PR #1010, opened 2025-11-17
DOC Add composer install command and repository link

emteknetnz:
Issue https://github.com/silverstripe/.github/issues/465

### DIFF
--- a/docs/en/index.md
+++ b/docs/en/index.md
@@ -10,6 +10,10 @@ The Fluent module provides multi-language translation and localisation for your 
 
 If you were looking for localisation of hardcoded strings, go to the [i18n docs](https://docs.silverstripe.org/en/developer_guides/i18n/)
 
+## Installation
+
^^^^^^^^
Write the line containing "--- a/docs/en/index.md" and all the lines after it out again, word for word, through the end of the material, and nothing besides.

» **Answer section**
--- a/docs/en/index.md
+++ b/docs/en/index.md
@@ -10,6 +10,10 @@ The Fluent module provides multi-language translation and localisation for your 
 
 If you were looking for localisation of hardcoded strings, go to the [i18n docs](https://docs.silverstripe.org/en/developer_guides/i18n/)
 
+## Installation
+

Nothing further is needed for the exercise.